A lifelong bachelor, Stoughton was the second son of an early Massachusetts magistrate, a leading colonial light and early Harvard benefactor, a founder of Dorchester, a pleasant town of about two hundred homes, scenically spread along two lazy rivers, lush with orchards and gardens. Socially, Stoughton ranked highest in his Harvard class. He completed a master’s degree at Oxford. He afterward preached part-time in Dorchester but resisted regular calls to accept its pulpit. Well-connected, beautifully educated, he was a choice candidate. Six attractive ministerial offers came his way; he declined each, opting instead for a political career. He enjoyed a meteoric rise. He settled into a Dorchester mansion surrounded by extensive pastures, meadows, orchards, cornfields, and a salt marsh.

At thirty-six, the first of his generation to do so, Stoughton preached the influential 1668 election sermon in Boston, essentially a state of the union address, distributed afterward to town leaders. In a cool-headed discourse, Stoughton ably burnished New England’s founding myth. It reverberated; his words were still being cited twenty-four years later. American exceptionalism was not born with him, but—forty-eight years after the landing of the
Mayflower
—Stoughton articulated it as well as anyone. They were God’s firstborns, his favorites, his most privileged; “What could have been done more for us than hath been done?” Stoughton dilated on divine expectation and paternal example, a cramped combination for a generation that preferred to luxuriate in their unworthiness. The colonists represented, Stoughton reminded his compatriots, the choice grain. A torrent of celestial blessings and expectations, mercies, advantages, privileges, liberties rained down upon them. Did they intend to flower or to molder in the wilderness? In light of the occasion, Stoughton cast a lordly vote for hierarchy. His compatriots submitted wisely to their “civic and spiritual guides.” Also by necessity—it was the second-generation theme song—he despaired of a people who had grown less vigilant, “sermon-proof and ordinance proof.” He injected the obligatory
millennial note; the Lord would soon “finish his great works in the world.” He nodded vaguely to adversaries in the murky middle distance. The Antichrist and his brood were on the march, for what promised to be a close battle. A generation before Parris had, Stoughton stressed “that this is the time wherein he that is not with Christ is against him.” There were to be no neutral parties.

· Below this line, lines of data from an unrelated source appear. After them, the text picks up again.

PR #700, opened 2022-08-03
Only include necessary POTCARs

pmrv:
It can happen that a structure defines more chemical elements on it than are actually present in it.  For example `Atoms(species=['Fe','Al'], indices=[1,1,1,1], ....)` defines a structure with four aluminum inside.  `StructureStorage` does this systematically to ensure that indices of structures from one container are consistent and but it can also happen after deleting atoms from a structure or something similar. 

When a Vasp job sees such a structure it starts writing out POTCARs for all elements defined instead of those that are present.  Since the POSCAR however only has one element present, the calculation ends up using the wrong pseudopotential.

I've made a quick fix by ensuring that only POTCARs of elements present in the structure are written, but it's a bit of a footgun waiting to happen again.  I'm open for other suggestions how to fix this more cleanly.

### DIFF
--- a/pyiron_atomistics/vasp/base.py
+++ b/pyiron_atomistics/vasp/base.py
@@ -109,8 +109,10 @@ class VaspBase(GenericDFTJob):
         """
         GenericDFTJob.structure.fset(self, structure)
         if structure is not None:
+            elements = structure.get_species_symbols().tolist()
+            elements = [el for el in elements if el in structure.get_chemical_symbols()]
             self._potential = VaspPotentialSetter(
-                element_lst=structure.get_species_symbols().tolist()
+                element_lst=elements
             )
 
     @property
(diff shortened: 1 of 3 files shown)


Leimeroth:
Since this also messed with my calculations (See #718) already, I assume that the species property of the structures itself is dangerous right now. Maybe something like that maps:
np.unique(self.numbers)
to symbols would be better?

Leimeroth:
bump

ligerzero-ai:
A working/hacky solution would be to convert it to a pymatgen structure to avoid the chemical API completely.

Then call this function that I had for my prior workflows:

```
 struct = pyiron_to_pymatgen(structure)
 site_element_list = [site.species_string for site in struct]
 potcar_ele_list = [site_element_list[0]]

 for i, element in enumerate(site_element_list [1:]):
     if element != site_element_list[i]:
         potcar_ele_list.append(element)
```

It's not elegant, but it works, and fixes a dangerous error that's still lurking. The only issue I have with this is that this can get expensive for large structures, if ordering is preserved (which won't be the case for most users anyway). In this case it may be necessary to import a library, maybe itertools, which could be faster (I have no idea which one is faster right now.)

I am not so familiar with ASE so if there is an equivalent way to do this it may be preferable.

pmrv:
Obsolete by #799

PR #703, opened 2022-08-05
VASP -- write kintetic energy

raynol-dsouza:
I want to save the kinetic energy data in the VASP OUTCAR file for MD runs. While trying to run MD using the Langevin thermostat, I noticed that the difference between <job.output.energy_tot> and <job.output.energy_pot> was constant for every step. Upon further digging, I found that a single value was being saved for the kinetic energy, rather than saving a list of values for each MD step. 

Seeing that in lines 2048-2052 of /vasp/base.py, <job.output.energy_pot> is calculated using this single (wrong) kinetic energy value (for MD runs), I think this needs a fix.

From the age of forty, Stoughton devoted himself to public office and land speculation, a traditionally lucrative combination, more so at a time when a thousand square miles of Connecticut could be purchased for fifty pounds and a coat. With English partners, usually in association with his closest political ally, Joseph Dudley, briefly president of the colony, Stoughton went on a land-accumulating spree through the 1680s. (As a royal agent groused, it was impossible to contest the Crown’s claim to land titles when Massachusetts justices inevitably turned out to be the owners of those lands.)
*
While settling Indian land claims in 1681, Stoughton and Dudley carved out two thousand acres—dense with stands of massive white pine—for themselves. Five years later they presided over a (failed) venture to secure one hundred thousand acres along the Merrimack River.